TO DO: Go through the data below and return each line where the string "alexeylysenko" appears.

DATA RECORDS:

PR #8808, opened 2021-07-12
Only issue a soft error if we fail to convert to placeholder for 30s

TheOneRing:


src/libsync/propagateremotemkdir.cpp
```diff
@@ -158,11 +158,18 @@ void PropagateRemoteMkdir::success()
...
-                Q_ASSERT(result->get() == Vfs::ConvertToPlaceholderResult::Ok);
-                done(SyncFileItem::Success);
-            } else {
-                done(SyncFileItem::FatalError, result->error());
+                switch (result->get()) {
+                case Vfs::ConvertToPlaceholderResult::Ok:
+                    done(SyncFileItem::Success);
+                    return;
+                case Vfs::ConvertToPlaceholderResult::Locked:
+                    done(SyncFileItem::SoftError, tr("UpdateMetadata Timed out"));
```
dragotin, line 166: we could go for a more friendly string, such as "Set file status failed due to file lock." maybe? Is the error displayed together with the file name?

src/libsync/propagateremotemkdir.cpp
```diff
@@ -158,11 +158,18 @@ void PropagateRemoteMkdir::success()
         connect(watcher, &QFutureWatcherBase::finished, this, [watcher, this] {
             const auto *result = watcher->result().get();
             if (*result) {
```
dragotin, line 160: Check on `result != nullptr` ?

dragotin (approved):

src/libsync/propagateremotemkdir.cpp
TheOneRing: the connect is only triggered if I return something and I really don't intend to return nulll :D

src/libsync/propagateremotemkdir.cpp
TheOneRing: yes and I'll change the description

PR #8810, opened 2021-07-12
Replaces obsolete QLinkedList with std::list

alexeylysenko:


src/libsync/bandwidthmanager.cpp
```diff
@@ -375,18 +377,18 @@ void BandwidthManager::switchingTimerExpired()
 
 void BandwidthManager::absoluteLimitTimerExpired()
 {
-    if (usingAbsoluteUploadLimit() && _absoluteUploadDeviceList.count() > 0) {
-        qint64 quotaPerDevice = _currentUploadLimit / qMax(1, _absoluteUploadDeviceList.count());
-        qCDebug(lcBandwidthManager) << quotaPerDevice << _absoluteUploadDeviceList.count() << _currentUploadLimit;
+    if (usingAbsoluteUploadLimit() && !_absoluteUploadDeviceList.empty()) {
+        qint64 quotaPerDevice = _currentUploadLimit / qMax(size_t(1), _absoluteUploadDeviceList.size());
```
TheOneRing, line 381: qMax<size_t>?

src/libsync/bandwidthmanager.cpp
```diff
@@ -375,18 +377,18 @@ void BandwidthManager::switchingTimerExpired()
...
             device->giveBandwidthQuota(quotaPerDevice);
             qCDebug(lcBandwidthManager) << "Gave " << quotaPerDevice / 1024.0 << " kB to" << device;
         }
     }
-    if (usingAbsoluteDownloadLimit() && _downloadJobList.count() > 0) {
-        qint64 quotaPerJob = _currentDownloadLimit / qMax(1, _downloadJobList.count());
-        qCDebug(lcBandwidthManager) << quotaPerJob << _downloadJobList.count() << _currentDownloadLimit;
-        for (auto *j : qAsConst(_downloadJobList)) {
+    if (usingAbsoluteDownloadLimit() && !_downloadJobList.empty()) {
+        qint64 quotaPerJob = _currentDownloadLimit / qMax(size_t(1), _downloadJobList.size());
```
TheOneRing, line 389: same

src/libsync/bandwidthmanager.cpp
fmoc: It should use the largest size to infer type `T`, which should make it use the `size_t` returned by `size()`. https://en.cppreference.com/w/cpp/container/list/size

alexeylysenko: @TheOneRing I prefer the case when qMax tries to deduce the type on its own. It has one advantage from my pov: if you specify the template type `qMax<T>` would try to convert all arguments to T implicitly. That might hide some issues. For example, right now in master qMax deals with int. After my change the second parameter is no longer int, but size_t. `qMax<int>()` would compile just fine here, but `qMax()` won't. The build failure attracts attention and allows to double check comparison logic.

TheOneRing: Well you changed the type T yourself already with the c style cast to size_t.
So its basically `qMax<size_t>(1`vs`qMax(static_cast<size_t>(1)`.
If you insist on the automatic deduction, would it work out of the box if you exchange the two parameters and put the size_t parameter first?
https://code.woboq.org/qt5/qtbase/src/corelib/global/qglobal.h.html#_Z4qMaxRKT_S1_

Btw: `qMax<int>(static_cast<size_t>(1)` should still warn as the parameter is still cast implicitly to int.

erikjv: Why not remove the `qMax` completely? I mean, the `if` has `!_absoluteUploadDeviceList.empty()` meaning, it can never be less than 1. Or did I miss something?

src/libsync/bandwidthmanager.cpp
erikjv: Yes, same here: why use `qMax` when you know the list is not empty?

src/libsync/bandwidthmanager.cpp
alexeylysenko: @erikjv makes sense for me. I have removed qMax() at all.
@TheOneRing @fmoc what's your opinion?

TheOneRing: Looks good :)

TheOneRing (approved):

PR #8814, opened 2021-07-14
[tests-only] overwrite content of shared file

swoichha:
### Description
This PR adds gui test for overwrite content of a file shared by sharer

### Related Issue
https://github.com/owncloud/client/issues/8651

### DIFF
--- a/test/gui/shared/steps/steps.py
+++ b/test/gui/shared/steps/steps.py
@@ -254,6 +254,7 @@ def step(context):
         lambda: isFolderSynced(context.userData['clientSyncPath']),
         context.userData['clientSyncTimeout'] * 1000,
     )
+    snooze(20)
 
 
 @When('the user waits for file "|any|" to be synced')
@@ -724,3 +725,11 @@ def step(context, resource, group):
 
     sharingDialog = SharingDialog()
     sharingDialog.selectCollaborator(group, True)
+
+    
+@When('the user overwrites the file "|any|" with content "|any|"')
+def step(context, resource, content):
+    waitForFileToBeSynced(context, resource)
+    resource = context.userData['clientSyncPath'] + resource
+    with open(resource, 'wt') as file:
+        file.write(content)
--- a/test/gui/shared/steps/steps.py
+++ b/test/gui/shared/steps/steps.py
@@ -114,6 +114,7 @@ def step(context, username):
     enterUserPassword = EnterPassword()
     enterUserPassword.enterPassword(password)
 
+
 @Given('the user has started the client')
 def step(context):
     startClient(context)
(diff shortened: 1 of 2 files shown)


test/gui/shared/steps/steps.py
```diff
@@ -724,3 +735,19 @@ def step(context, resource, group):
 
     sharingDialog = SharingDialog()
     sharingDialog.selectCollaborator(group, True)
+
+
+@When('the user overwrites the file "|any|" with content "|any|"')
+def step(context, resource, content):
+    print("before overwrite")
```
Talank, line 742: remove the print

test/gui/shared/steps/steps.py
```diff
@@ -724,3 +735,19 @@ def step(context, resource, group):
...
+    waitForFileToBeSynced(context, resource)
+    waitForFolderToBeSynced(context, '/')
+
+    snooze(3)
+
+    f = open(context.userData['clientSyncPath'] + resource, "w")
+    f.write(content)
+    f.close()
+
+    print("after overwrite")
```
Talank, line 752: remove the print

test/gui/shared/steps/steps.py
```diff
@@ -724,3 +735,19 @@ def step(context, resource, group):
 
     sharingDialog = SharingDialog()
     sharingDialog.selectCollaborator(group, True)
+
+
+@When('the user overwrites the file "|any|" with content "|any|"')
+def step(context, resource, content):
+    print("before overwrite")
+    waitForFileToBeSynced(context, resource)
+    waitForFolderToBeSynced(context, '/')
```
Talank, line 744: why wait for folder `/` to be synced? 🤔

test/gui/shared/steps/steps.py
```diff
@@ -724,3 +735,19 @@ def step(context, resource, group):
...
+
+    snooze(3)
```
Talank, line 746: can you write a comment above the `snooze(3)` that explains why this static wait is necessary?

test/gui/shared/steps/steps.py
swoichha: this is to sync everything in root

test/gui/shared/steps/steps.py
swoichha: That's a good idea. I'll add a comment and push it.

test/gui/shared/steps/steps.py
swoichha: it is for the log purpose that would be visible in CI as well

test/gui/shared/steps/steps.py
individual-it: the problem is described in https://github.com/owncloud/client/issues/8832

It is an artificial delay set in the client. See also https://github.com/owncloud/client/blob/9117275c67ca311152b4f16749c6fd32c3d40fe9/src/libsync/syncengine.cpp#L61-L74

test/gui/shared/steps/steps.py
Talank: ok, then can you write a different message something like `starting file overwrite` and `file has been successfully overwritten`?

test/gui/shared/steps/steps.py
individual-it: Please mention #8832 in the comment, that gives more background

test/gui/shared/steps/steps.py
```diff
@@ -724,3 +735,23 @@ def step(context, resource, group):
...
+    # The client does not see the change although the changes have already been made thus we are having a race condition
+    # So for now we add 3sec static wait
+
+    snooze(3)
+
+    f = open(context.userData['clientSyncPath'] + resource, "w")
+    f.write(content)
+    f.close()
+
+    print("file has been overwritten")
```
individual-it, line 756: Do we need that debug line?

test/gui/shared/steps/steps.py
```diff
@@ -724,3 +735,23 @@ def step(context, resource, group):
 
     sharingDialog = SharingDialog()
     sharingDialog.selectCollaborator(group, True)
+
+
+@When('the user overwrites the file "|any|" with content "|any|"')
+def step(context, resource, content):
+    print("starting file overwrite")
```
individual-it, line 742: Is this debug line needed?

individual-it (changes requested):

test/gui/shared/steps/steps.py
swoichha: It's for log purpose in CI

individual-it (approved):

PR #8818, opened 2021-07-15
Clang-format: Sort header

TheOneRing:


.clang-format
```diff
@@ -61,3 +61,4 @@ ForEachMacros:   [ foreach, Q_FOREACH, BOOST_FOREACH, forever, Q_FOREVER, QBENCH
 MaxEmptyLinesToKeep: 2
 KeepEmptyLinesAtTheStartOfBlocks: false
 
+SortIncludes: true
```
fmoc, line 64: According to the docs, this should be either `Never`, `CaseInsensitive` or `CaseSensitive`. I'd suggest to use the latter.

TheOneRing: Yes but it would require clang 12 or something like that...

fmoc (approved):

PR #8820, opened 2021-07-15
Properly handle metadata updates

TheOneRing:
The first commit can be reviewed in https://github.com/owncloud/client/pull/8830

### DIFF
--- a/src/libsync/discovery.cpp
+++ b/src/libsync/discovery.cpp
@@ -13,20 +13,23 @@
  */
 
 #include "discovery.h"
+#include "common/checksums.h"
 #include "common/syncjournaldb.h"
+#include "csync.h"
+#include "csync_exclude.h"
+#include "owncloudpropagator.h"
+#include "syncengine.h"
 #include "syncfileitem.h"
-#include <QDebug>
+#include "vio/csync_vio_local.h"
+
 #include <algorithm>
 #include <set>
-#include <QTextCodec>
-#include "vio/csync_vio_local.h"
-#include <QFileInfo>
-#include <QFile>
-#include <QThreadPool>
-#include "common/checksums.h"
-#include "csync_exclude.h"
-#include "csync.h"
 
+#include <QDebug>
+#include <QFile>
+#include <QFileInfo>
+#include <QTextCodec>
+#include <QThreadPool>
 
 namespace OCC {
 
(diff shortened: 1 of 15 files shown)


src/libsync/discovery.cpp
```diff
@@ -1474,9 +1476,6 @@ void ProcessDirectoryJob::startAsyncLocalQuery()
         if (_serverQueryDone)
             this->process();
     });
-
-    QThreadPool *pool = QThreadPool::globalInstance();
-    pool->start(localJob); // QThreadPool takes ownership
```
dragotin, line 1479: Was this removed intentionally?

dragotin (approved):
LGTM, one question.

src/libsync/owncloudpropagator.cpp
```diff
@@ -1112,4 +1130,43 @@ QString OwncloudPropagator::remotePath() const
...
+            FileSystem::setFileReadOnlyWeak(filePath, isReadOnly);
+            if (_item->_checksumHeader.isEmpty()) {
+                _item->_checksumHeader = prev._checksumHeader;
+            }
+            _item->_serverHasIgnoredFiles |= prev._serverHasIgnoredFiles;
+        }
+    }
+    const auto result = propagator()->updateMetadata(*_item);
+    if (!result) {
+        done(SyncFileItem::SoftError, tr("Could not update file : %1").arg(result.error()));
```
dragotin, line 1168: In this case, the file is possibly treated by `setFileReadOnlyWeak` already, but the subsequent metadata update failed. Is it neccessary here to set the read-only flag back to be conform with the previous database entry?

dragotin (commented):
I like this one, but one question.

src/libsync/discovery.cpp
```diff
@@ -1047,23 +1050,20 @@ void ProcessDirectoryJob::processFileConflict(const SyncFileItemPtr &item, Proce
     if (up._valid && up._contentChecksum == serverEntry.checksumHeader) {
         // Solve the conflict into an upload, or nothing
         item->_instruction = up._modtime == localEntry.modtime && up._size == localEntry.size
-            ? CSYNC_INSTRUCTION_NONE : CSYNC_INSTRUCTION_SYNC;
+            ? CSYNC_INSTRUCTION_UPDATE_METADATA
+            : CSYNC_INSTRUCTION_SYNC;
```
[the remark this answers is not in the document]
fmoc: This line looks like a `clang-format` victim.

src/libsync/discovery.cpp
```diff
@@ -1047,23 +1050,20 @@ void ProcessDirectoryJob::processFileConflict(const SyncFileItemPtr &item, Proce
     if (up._valid && up._contentChecksum == serverEntry.checksumHeader) {
         // Solve the conflict into an upload, or nothing
```
fmoc, line 1051: Comment is probably outdated.

src/libsync/owncloudpropagator.cpp
TheOneRing: Hmm I assume having file permissions that differ from the db don't really hurt that much.
Also the step should be retried so once it succeeded we should be back in sync.

PR #8829, opened 2021-07-19
use QCOMPARE

TheOneRing:
if the test fails now we see why....


TheOneRing:
I changed the test later on so this was no longer useful

fmoc (approved):

PR #8833, opened 2021-07-21
Tests: It is possible that we got two itemComplete signals, handle it

TheOneRing:


TheOneRing:
Turned out that multiple items where indeed a bug

PR #9966, opened 2022-07-28
Don't set the pin state of the root folder but assume unspecified

TheOneRing:
For suffix vfs the code returned always local by default and thus needed the setRootPinState.
Obviously that wrong with anything but he suffix plugin.

For testing:
- Nothing for Windows VFS
- Suffix VFS: test how pinning behaves for child items of pinned directories.
- What happens on enable disable VFS.
- Adding a folder with files

The expected behavior is:
- Remote new remote files are online only by default.
- Existing local files stay available
- Pin states persist.


fmoc (approved):

jnweiger:
Not sure about the expected behaviour. This is what I get: https://github.com/owncloud/client/issues/10035

PR #9987, opened 2022-08-01
Use existing helper to display directory in file browser

### LINKED ISSUE #9750: [QA] AppImage not terminated on 'Quit'
Seen with ownCloud-3.0.0-daily20220530.7712.AppImage on openSUSE 15.3

Steps to reproduce:
- start the AppImage and add an account
- choose 'Show in file manager' from dot menu to start "dolphin"
- 'Quit' the client

Result: it seems that the client is terminated correctly but the the AppImage is still running

appimage-running

Only after closing "dolphin" the AppImage process is stopped.

fmoc:
Should fix #9750 (which I have not been able to reproduce so far).

This change should reduce the cases in which we fall back to `QDesktopServices` to open a directory in the user's file manager on Linux. The helper in use should usually detach (orphan) the process from the parent process and therefore the AppImage runtime can exit just fine when the client is terminated.

Not sure if we need a changelog item, this possibly fixes an issue present in 2.10. However, we considered the AppImage support experimental there.

### DIFF
--- a/src/gui/accountsettings.cpp
+++ b/src/gui/accountsettings.cpp
@@ -57,6 +57,7 @@
 #include "account.h"
 #include "askexperimentalvirtualfilesfeaturemessagebox.h"
 #include "askforoauthlogindialog.h"
+#include "openfilemanager.h"
 
 namespace OCC {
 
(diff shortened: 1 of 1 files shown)


ownclouders:
Results for <strong>GUI-tests</strong> https://drone.owncloud.com/owncloud/client/12714/6/1

:boom: The GUI tests failed.

GUI Logs: https://cache.owncloud.com/public/owncloud/client/12714/guiReportUpload/index.html

<details>

Server Logs: https://cache.owncloud.com/public/owncloud/client/12714/guiReportUpload/serverlog.log

Screenshots:
- [Sync_all_is_selected_by_default.png](https://cache.owncloud.com/public/owncloud/client/12714/guiReportUpload/screenshots/Sync_all_is_selected_by_default.png)
- [Sync_only_one_folder_from_the_server.png](https://cache.owncloud.com/public/owncloud/client/12714/guiReportUpload/screenshots/Sync_only_one_folder_from_the_server.png)

</details>

TheOneRing:
As far as I can tell this doesn't solve the issue it just adds an other level of complexification.

TheOneRing (changes requested):
nope

fmoc:
@TheOneRing checked Qt's internal workflow, and this won't solve the problem. I  Fun fact: we found out we can replace the internal workflow of that helper with a much simpler D-Bus based solution even. A PR is on the way.

PR #9993, opened 2022-08-02
Support overrideServerUrlV2 branding in wizard

fmoc:
One of the last remaining branding options to be implemented in the new wizard.

I wasn't sure where to put `getNavigationEntries`, feedback appreciated. Opening as a draft to make sure we discuss this first.

### DIFF
--- a/src/gui/newwizard/enums.cpp
+++ b/src/gui/newwizard/enums.cpp
@@ -14,6 +14,7 @@
 
 // just a stub so the MOC file can be included somewhere
 #include "moc_enums.cpp"
+#include "theme.h"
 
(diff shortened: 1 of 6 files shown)


TheOneRing:
Maybe we should still start with a welcome page, even so the the url is fixed it provides more context to the user?
image

fmoc:
Ah right, that is what we intended to do initially, right?

fmoc:
screenshot_2022-08-03_17-14-40

Looks much better. I had to revert most of my changes, though, but this looks and feels much better, both UX and code wise.

TheOneRing (approved):

PR #10000, opened 2022-08-04
Fix OAuth2 refresh

### LINKED ISSUE #9975: OIDC dynamic registation fails as we don't restore _dynamicRegistrationData from keychain
When we refreshAuthentication is called the _dynamicRegistrationData  was not fetched from the keychain.
This results in a new registration.
With the now new client id, the refresh token is invalid.

Tested with https://ocis.team.owncloud.works/
Requires https://github.com/owncloud/client/pull/9974

fmoc:
Moves the relevant code into our account-based subclass.

Fixes #9975.

### DIFF
--- a/src/libsync/creds/oauth.cpp
+++ b/src/libsync/creds/oauth.cpp
@@ -534,7 +534,22 @@ AccountBasedOAuth::AccountBasedOAuth(AccountPtr account, QObject *parent)
 
 void AccountBasedOAuth::startAuthentication()
 {
-    updateCredentialsAndRun([this]() {
+    auto credentialsJob = _account->credentialManager()->get(dynamicRegistrationDataC());
+
+    connect(credentialsJob, &CredentialJob::finished, this, [=] {
+        credentialsJob->deleteLater();
+
+        const auto data = [credentialsJob]() -> QVariantMap {
+            if (credentialsJob->data().isValid()) {
+                return credentialsJob->data().value<QVariantMap>();
+            } else {
+                qCCritical(lcOauth) << "Failed to read client id" << credentialsJob->errorString();
+                return {};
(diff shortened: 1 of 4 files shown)


src/libsync/creds/oauth.cpp
```diff
@@ -636,4 +571,89 @@ void AccountBasedOAuth::fetchWellKnown()
...
+                return credentialsJob->data().value<QVariantMap>();
+            } else {
+                qCCritical(lcOauth) << "Failed to read client id" << credentialsJob->errorString();
+                return {};
+            }
+        }();
+
+        _dynamicRegistrationData = data;
+
+        doRefresh();
```
TheOneRing, line 655: Does using the lambda doRefresh actually solve a problem?

I'm kind of getting the impression that one linear spaghetti style function here would be easier to parse than what we  got here with  doRefresh and the parse lambda.

fmoc: I tried to keep the original function encapsulated. It's already way too complex. But I also don't mind refactoring this, if you wish.

src/libsync/creds/oauth.cpp
```diff
@@ -636,4 +571,89 @@ void AccountBasedOAuth::fetchWellKnown()
...
+            } else {
+                refresh();
+            }
+        });
+        fetchWellKnown();
+    };
+
+    auto credentialsJob = _account->credentialManager()->get(dynamicRegistrationDataC());
+
+    connect(credentialsJob, &CredentialJob::finished, this, [=] {
```
TheOneRing, line 641: We got  100% duplication with startAuthentication, please refactor

TheOneRing (approved):
Looks good

Issue #10006, opened 2022-08-08
[Wizard] Sync directory selector freezes 3.0 client


michaelstingl:
### Pre-submission Checks

- [X] I [checked for similar issues](https://github.com/owncloud/client/issues?q=), but could not find any. I also checked the closed issues. I could not contribute additional information to any existing issue.
- [X] I will take the time to fill in all the required fields. I know that the bug report may be dismissed otherwise due to lack of information.

### Describe the bug

Clicking the folder picker icon in the advanced configuration, freezes the client.

### Expected behavior

System folder picker should show up.

### Steps to reproduce the issue

1. Start client after fresh installation
2. Enter server URL
3. Login
4. Open advanced configuration
5. Click sync directory selector

### Screenshots

![CleanShot 2022-08-08 at 11 35 34@2x](https://user-images.githubusercontent.com/214010/183388092-c7b6c6a6-883a-4469-9938-084c1cb97298.png)

### Client version number

testpilotcloud 3.0.0.8280-daily20220808 2d3ba7 Aug 8 2022 02:13:56
Libraries Qt 5.15.5, OpenSSL 1.1.1q 5 Jul 2022
Using virtual files plugin: suffix
osx-21.6.0

(running on macOS Monterey 12.5 (21G72))

fmoc:
Can reproduce this behavior with build 8281. There is no way to exit this deadlock, apparently. I checked an older build (8209) as well, same behavior, so #9994 is not to blame (which was my first guess). The client does not provide any log messages.

I also tried creating the directory or using an existing directory to make sure the dialog won't be displayed because of this, but these also don't seem to be the cause. I'll set up a development build. I suspect that the issue is within the Qt macOS platform code.

Note that before #9994 was merged, the wizard could be closed via the `X` button, but the remaining app has frozen as well.

TheOneRing:
My guess, the folder picker is stacked below the wizard.

fmoc:
Should be fixed by https://github.com/owncloud/client/pull/10008, right?

TheOneRing:
yes

TheOneRing:
And it will be closed once merged

fmoc:
Now it should be (note: commit messages won't trigger auto-close).

TheOneRing:
Commit messages will do so

TheOneRing:
https://docs.github.com/en/issues/tracking-your-work-with-issues/linking-a-pull-request-to-an-issue

PR #10008, opened 2022-08-09
Fix dialog raising

TheOneRing:
Fixes: https://github.com/owncloud/client/issues/10006

### DIFF
--- a/src/gui/ignorelisteditor.cpp
+++ b/src/gui/ignorelisteditor.cpp
@@ -34,7 +34,7 @@ static const int skippedLinesRole = Qt::UserRole;
 static const int isGlobalRole = Qt::UserRole + 1;
 
 IgnoreListEditor::IgnoreListEditor(QWidget *parent)
-    : QDialog(parent, Qt::Sheet)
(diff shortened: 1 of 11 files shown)


src/gui/ignorelisteditor.cpp
```diff
@@ -34,7 +34,7 @@ static const int skippedLinesRole = Qt::UserRole;
 static const int isGlobalRole = Qt::UserRole + 1;
 
 IgnoreListEditor::IgnoreListEditor(QWidget *parent)
-    : QDialog(parent, Qt::Sheet)
+    : QDialog(parent)
```
fmoc, line 37: Should we remove `Qt::Sheet` from the other locations as well, now that this is handled differently in that utility method?

fmoc (changes requested):

fmoc (approved):
History should be cleaned up a bit. Since this removes the `QSheet` from the constructors as suggested in https://github.com/owncloud/client/pull/9994#issuecomment-1205765854, that should probably be a separate commit in `master`.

EXPECTED ANSWER:
alexeylysenko:
alexeylysenko: @TheOneRing I prefer the case when qMax tries to deduce the type on its own. It has one advantage from my pov: if you specify the template type `qMax<T>` would try to convert all arguments to T implicitly. That might hide some issues. For example, right now in master qMax deals with int. After my change the second parameter is no longer int, but size_t. `qMax<int>()` would compile just fine here, but `qMax()` won't. The build failure attracts attention and allows to double check comparison logic.
alexeylysenko: @erikjv makes sense for me. I have removed qMax() at all.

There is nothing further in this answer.